Loccum Der Richter straft mit männlicher Härte, die Richterin gleicht mit weiblichem Verständnis aus: Mit diesem Vorurteil hat eine Studie gründlich aufgeräumt, die jetzt bei einer Richter-Tagung in der Evangelischen Akademie Loccum (Kreis Nienburg) vorgestellt wurde. Danach orientiert sich die Mehrheit der Strafrichterinnen weniger am Umfeld des Täters und ist härter in der Beurteilung. Die Richterinnen stehen damit ihren Kollegen in nichts nach, ist das Ergebnis der Untersuchung von Regine Drewniak, einer wissenschaftlichen Mitarbeiterin am Kriminologischen Forschungsinstitut Niedersachsen in Hannover.

Die Sozialwissenschaftlerin analysierte die Strafabsicht von Richterinnen und Richtern an 31 Amtsgerichten in neun alten Bundesländern anhand einer schriftlichen Befragung. „Für den Wunsch, die Justiz menschlicher zu gestalten, sind Frauen die falsche Adresse“, fand sie heraus. Schließlich seien sie eine Minderheit in einer Männerdomäne.

Zwar stieg der Zahl der Frauen in der Justiz – 1965 betrug der Frauenanteil vier, knapp 30 Jahre später immerhin 20 Prozent. Daraus ergibt sich nach ihrer Analyse aber nicht, daß sich das eher repressive Klima an den Gerichten verändert – was vor allem außerhalb von Justizkreisen erwartet wird. „Ausgerechnet Frauen müssen dafür herhalten, daß es bei Gericht verständnisvoller und sozialer zugeht“, kritisiert Drewniak. Überlegt werden müsse vielmehr, meint die Wissenschaftlerin, ob die bei Jugendlichen geübte Praxis einer außergerichtlichen Einigung zwischen Täter und Opfer auch auf Erwachsene ausgedehnt werden könne.
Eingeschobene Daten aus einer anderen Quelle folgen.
PR #437, opened 2025-08-28
[rizrn] iP

rizrn:
# Woop bot
The most _adorable_ task tracker to date 😊 
> Upah! Feed me some tasks!

It's
- fast
- efficient
- cute

Want to try? [Download](https://github.com/rizrn/ip/releases/tag/A-Jar) **now**!

## Woop's abilities
Track 3 types of tasks for you
1. to do
2. deadline
3. event

## Easy to build new features
You can add new commands! Just add them to this switch statement in `WoopLogic`
```java
switch (userInput) {
case "delete":
    // logic
}
```

- [X] Manage Tasks
- [ ] GUI 
- [ ] Deadline notifications


src/main/java/WoopAI/DeadlineTask.java
```diff
@@ -0,0 +1,79 @@
+package WoopAI;
+
+import java.time.LocalDate;
+import java.time.format.DateTimeParseException;
+
+/**
+ * A class for tasks of deadline type.
+ */
+public class DeadlineTask extends Task{
```
CZX123:
```suggestion
public class DeadlineTask extends Task {
```
Coding standard violation

src/main/java/WoopAI/IllegalDescriptorException.java
```diff
@@ -0,0 +1,7 @@
+package WoopAI;
+
+/**
+ * Exception for when an input command does not fit the correct description needed to run.
+ */
+public class IllegalDescriptorException extends Exception{
```
CZX123, line 6:
```suggestion
public class IllegalDescriptorException extends Exception {
```

data/data.txt
CZX123, line 1: This file should be deleted, can be done with the GitHub web UI directly so .gitignore doesn't have to be changed again.

src/main/java/WoopAI/DeadlineTask.java
```diff
@@ -0,0 +1,79 @@
...
+     * dueDate is parsed into a LocalDate.
+     *
+     * @param name The name of task.
+     * @param isFinished Whether task is finished.
+     * @param dueDate The due date of task.
+     */
+    public DeadlineTask(String name, boolean isFinished, String dueDate) {
+        super(name, isFinished);
+        this.dueDate = LocalDate.parse(dueDate);
+    }
```
CZX123: Strange that this constructor does not throw an exception when the previous one does.

src/main/java/WoopAI/DeadlineTask.java
```diff
@@ -0,0 +1,79 @@
...
+
+    private String getDateString() {
+        return this.dueDate.getMonth().toString().substring(0, 3)
+                + " " + this.dueDate.getDayOfMonth()
+                + " " + this.dueDate.getYear();
```
CZX123, line 50: There is a more concise way to represent date strings, look into the date `format` and `DateTimeFormatter.ofPattern` methods.

src/main/java/WoopAI/EventTask.java
```diff
@@ -0,0 +1,69 @@
+package WoopAI;
+
+/**
+ * A class for event type task.
+ */
+public class EventTask extends Task{
```
CZX123:
```suggestion
public class EventTask extends Task {
```

src/main/java/WoopAI/DeadlineTask.java
```diff
@@ -0,0 +1,79 @@
...
+    }
+
+    /**
+     * {@inheritDoc}
+     */
```
CZX123, line 55: Unnecessary javadoc.

src/test/java/WoopAI/ParserTest.java
```diff
@@ -0,0 +1,30 @@
+package WoopAI;
+
+import org.junit.jupiter.api.BeforeEach;
+import org.junit.jupiter.api.Test;
+
+import static org.junit.jupiter.api.Assertions.assertEquals;
```
CZX123: Same as above.

text-ui-test/input.txt
CZX123, line 1: Should add find command here as well. It's good practice to add any new features to the test immediately so any regression is caught much earlier.

src/main/java/WoopAI/WoopLogic.java
```diff
@@ -0,0 +1,85 @@
...
+                    break;
+                default:
+                    throw new UnknownCommandException();
+                }
+            } catch (UnknownCommandException e) {
+                Ui.showCommandError(command);
+            } catch (IllegalDescriptorException e) {
+                Ui.showDescriptorError(command);
+            } catch (Exception e) {
+                Ui.showError(e);
```
CZX123: Pokemon exception handling is heavily discouraged, should define a custom exception class for the project and use that instead, so actual coding errors are not hidden.

src/main/java/WoopAI/WoopLogic.java
```diff
@@ -0,0 +1,85 @@
...
+
+import java.util.Scanner;
+
+/**
+ * Handles main logic of Woop
+ */
+public class WoopLogic {
+    private final Scanner sc;
+    private static final String EXIT = "bye"; //String constant to exit loop
+    private TaskList taskList;
```
CZX123: Should list the static fields before the member fields, it's part of the coding standard as an advanced rule.

src/main/java/WoopAI/TodoTask.java
```diff
@@ -0,0 +1,53 @@
+package WoopAI;
+
+/**
+ * A class for to do type tasks
+ */
+public class TodoTask extends Task{
```
CZX123:
```suggestion
public class TodoTask extends Task {
```

src/main/java/WoopAI/Parser.java
```diff
@@ -0,0 +1,83 @@
...
+    /**
+     * Retrieves the index of the task from the user input.
+     * The index of the task is used for commands that require to edit at specific indexes.
+     *
+     * @param input The user input.
+     * @return The index of the Task in int.
+     * @throws IllegalDescriptorException If descriptor syntax is not valid.
+     */
+    public static int parseIndex(String input) throws IllegalDescriptorException {
+        if (!input.contains(" ")) {
```
CZX123: The condition here is not exhaustive, could use try catch with Integer.parseInt, and also remember to account for indices that are out-of-bounds.

src/main/java/WoopAI/EventTask.java
```diff
@@ -0,0 +1,69 @@
...
+    public EventTask(String name, boolean isFinished,
+                     String startTime, String endTime) {
+        super(name, isFinished);
+        this.startTime = startTime;
+        this.endTime = endTime;
+    }
+
+    /**
+     * {@inheritDoc}
+     */
```
CZX123, line 44:
```suggestion
```

text-ui-test/runtest.bat
CZX123, line 1: Should add a command here that removes the data file so the tests are consistent.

Überprüft hat die Wissenschaftlerin auch rund 13 000 ergangene Urteile zwischen 1989 und 1990 an drei Amtsgerichten. Das Ergebnis: Frauen blieben ähnlich hart wie ihre männlichen Kollegen. Damit bleibt die Sache für Angeklagte gleich, sie brauchen sich keine Hoffnungen zu machen, daß Richterinnen gnädigere Urteile fällen.

Die Studie widerlegt somit ein tief verwurzeltes Klischee: Als Anfang des Jahrhunderts über die Zulassung von Frauen zur Justiz debattiert wurde, führten Gegner an, Frauen als Richterinnen seien ihrer Natur entsprechend zu milde, zu weich. „An diesen Stereotypen hat sich bis heute leider wenig geändert, außer, daß sie inzwischen positiv verwendet werden“, sagt Regine Drewniak. Die Integration von Frauen werde dadurch jedoch nicht gefördert. Im Gegenteil, auch heute gelte noch: Richter sind Juristen, Richterinnen sind eben Frauen.